You can make a read-only class attribute, though, using descriptors. It's not trivial, but it's not very hard. The way it works is that you can make properties (things that look like attributes but call a method on access) using the property decorator; if you make a getter but not a setter property then you will get a read-only attribute. The reason for the metaclass programming is that since __init__ receives a fully-formed instance of the class, you actually can't set the attributes to what you want at this stage! Instead, you have to set them on creation of the class, which means you need a metaclass.
Code from this recipe:
# simple read only attributes with meta-class programming
# method factory for an attribute get method
def getmethod(attrname):
def _getmethod(self):
return self.__readonly__[attrname]
return _getmethod
class metaClass(type):
def __new__(cls,classname,bases,classdict):
readonly = classdict.get('__readonly__',{})
for name,default in readonly.items():
classdict[name] = property(getmethod(name))
return type.__new__(cls,classname,bases,classdict)
class ROClass(object):
__metaclass__ = metaClass
__readonly__ = {'a':1,'b':'text'}
if __name__ == '__main__':
def test1():
t = ROClass()
print t.a
print t.b
def test2():
t = ROClass()
t.a = 2
test1()
While one programmer writing code is a consenting adult, two programmers working on the same code seldom are consenting adults. More so if they do not value the beauty of the code but them deadlines or research funds.
For such adults there is some type safety, provided by Enthought's Traits.
You could look into Constant and ReadOnly traits.
For some additional thoughts, there is a similar question posed about Java here:
Why is there no Constant feature in Java?

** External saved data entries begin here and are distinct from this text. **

Issue #3508, opened 2023-03-04
File Manager. Dialog Confirm overwrite does not behave as expected.


grummbeer:
### Bug Description

The confirmation dialog for overwriting an existing file does not work properly.

1. sometimes it does not appear at all, files are silently skipped.
2. sometimes it appears only in one direction. Forgot which one it was, can't reproduce it at the moment because of "1."
3. when selecting multiple files, e.g. "select all", many dialogs are opened, but not as many as files were selected.
4. "Do this for all conflicts" does not work, behaves the same as "close this dialog".

### How to Reproduce

Open File Manger, select more than 5 files and click "receive" or "send", repeat it, play around.

### Expected Behavior

1. Dialog always displayed when a file already exists in goal.
2. "Do this for all conflicts" do so.

### Operating system(s) on local side and remote side

Linux > Android

### RustDesk Version(s) on local side and remote side

source

### Screenshots

Selected files are more than 5.

![confirm-overwrite-buggy](https://user-images.githubusercontent.com/67791701/222898488-3c7bc086-1138-48ca-9e6d-e40c2ae70f56.gif)

Dialogs disappear after a few clicks, but selected files are more.

Wanted to create a new video, but can't reproduce this anymore, instead i experienced that the files are skipped silently.

![confirm-overwrite-skipped-automaticlly](https://user-images.githubusercontent.com/67791701/222898541-bacff09b-c482-4a66-8938-2625089fa24a.gif)

rustdesk:
@Heap-Hop

rustdesk:
@grummbeer could you confirm if this is fixed?

rustdesk:
> @grummbeer could you confirm if this is fixed?

Ignore this please, not fix this yet.

Heap-Hop:
> 1. sometimes it does not appear at all, files are silently skipped.
> 2. sometimes it appears only in one direction. Forgot which one it was, can't reproduce it at the moment because of "1."
> 3. when selecting multiple files, e.g. "select all", many dialogs are opened, but not as many as files were selected.
> 4. "Do this for all conflicts" does not work, behaves the same as "close this dialog".

1,2,3 are expected. The current rule for handling same files is that **if the file name, creation date, and modification date all are the same at both ends, it will be skipped by default**. In other cases, the dialog will be showed.
 
4 is a bug. Need to fix this first. 
Also, `many dialogs are opened` (in 3.) which is the same problem.
[...]

PR #3658, opened 2023-03-15
feat: enqueue file overwrite confirm dialogs

Kingtous:
This PR implements an general event loop and a derived file confirm dialog loop, which fixes the remembered checkbox with multiple selection of files.

### DIFF
--- a/src/lang/template.rs
+++ b/src/lang/template.rs
@@ -477,6 +477,6 @@ pub static ref T: std::collections::HashMap<&'static str, &'static str> =
         ("Empty Username", ""),
         ("Empty Password", ""),
         ("Me", ""),
-        ("This file is identical with the peer's one", "")
+        ("identical_file_tip", "")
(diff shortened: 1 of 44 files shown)


src/lang/template.rs
```diff
@@ -477,5 +477,6 @@ pub static ref T: std::collections::HashMap<&'static str, &'static str> =
         ("Empty Username", ""),
         ("Empty Password", ""),
         ("Me", ""),
+        ("This file is identical with the peer's one", "")
```
rustdesk: change to identical_file_tip please?

rustdesk (changes requested):

src/lang/template.rs
Kingtous: Sure, fixed.

rustdesk:
https://github.com/rustdesk/rustdesk/issues/3508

When asking why Python has decided against constant references, I think it's helpful to think of how they would be implemented in the language. Should Python have some sort of special declaration, const, to create variable references that can't be changed? Why not allow variables to be declared a float/int/whatever then...these would surely help prevent programming bugs as well. While we're at it, adding class and method modifiers like protected/private/public/etc. would help enforce compile-type checking against illegal uses of these classes. ...pretty soon, we've lost the beauty, simplicity, and elegance that is Python, and we're writing code in some sort of bastard child of C++/Java.
Python also currently passes everything by reference. This would be some sort of special pass-by-reference-but-flag-it-to-prevent-modification...a pretty special case (and as the Tao of Python indicates, just "un-Pythonic").
As mentioned before, without actually changing the language, this type of behaviour can be implemented via classes & descriptors. It may not prevent modification from a determined hacker, but we are consenting adults. Python didn't necessarily decide against providing this as an included module ("batteries included") - there was just never enough demand for it.